Problem to solve:
Please repeat the lines below, exactly and only, from the one that holds "PR #128, opened 2022-04-28" through the one that holds "It should be".

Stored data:

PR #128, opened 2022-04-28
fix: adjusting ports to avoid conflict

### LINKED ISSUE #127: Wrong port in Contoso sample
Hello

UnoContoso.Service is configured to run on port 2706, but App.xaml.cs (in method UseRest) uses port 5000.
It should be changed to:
---
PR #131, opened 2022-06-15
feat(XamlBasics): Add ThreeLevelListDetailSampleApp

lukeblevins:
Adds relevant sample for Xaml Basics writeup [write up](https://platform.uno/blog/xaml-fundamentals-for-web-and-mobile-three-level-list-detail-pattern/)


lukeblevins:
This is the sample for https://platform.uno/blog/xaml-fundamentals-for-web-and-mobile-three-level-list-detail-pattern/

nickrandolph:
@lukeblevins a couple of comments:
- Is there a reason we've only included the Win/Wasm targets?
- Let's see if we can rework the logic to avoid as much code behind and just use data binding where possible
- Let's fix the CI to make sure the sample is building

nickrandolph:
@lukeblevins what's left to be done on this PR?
==
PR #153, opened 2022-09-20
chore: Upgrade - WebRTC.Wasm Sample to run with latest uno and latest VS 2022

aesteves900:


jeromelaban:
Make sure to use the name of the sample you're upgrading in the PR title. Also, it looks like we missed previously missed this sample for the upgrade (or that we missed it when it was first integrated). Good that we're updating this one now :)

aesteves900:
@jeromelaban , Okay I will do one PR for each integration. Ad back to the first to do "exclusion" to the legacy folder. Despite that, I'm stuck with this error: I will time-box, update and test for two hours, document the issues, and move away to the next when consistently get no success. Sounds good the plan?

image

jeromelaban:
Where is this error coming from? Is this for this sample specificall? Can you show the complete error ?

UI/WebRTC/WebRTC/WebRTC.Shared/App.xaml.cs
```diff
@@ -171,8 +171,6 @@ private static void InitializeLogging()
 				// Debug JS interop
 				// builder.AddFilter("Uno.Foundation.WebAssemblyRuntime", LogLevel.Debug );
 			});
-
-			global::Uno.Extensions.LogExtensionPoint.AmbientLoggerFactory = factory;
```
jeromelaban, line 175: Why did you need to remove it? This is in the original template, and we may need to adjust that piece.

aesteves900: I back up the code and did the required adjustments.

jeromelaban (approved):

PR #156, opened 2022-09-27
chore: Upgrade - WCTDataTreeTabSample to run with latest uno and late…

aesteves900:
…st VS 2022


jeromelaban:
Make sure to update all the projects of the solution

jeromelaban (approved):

Result:
PR #128, opened 2022-04-28
fix: adjusting ports to avoid conflict

### LINKED ISSUE #127: Wrong port in Contoso sample
Hello

UnoContoso.Service is configured to run on port 2706, but App.xaml.cs (in method UseRest) uses port 5000.
It should be changed to:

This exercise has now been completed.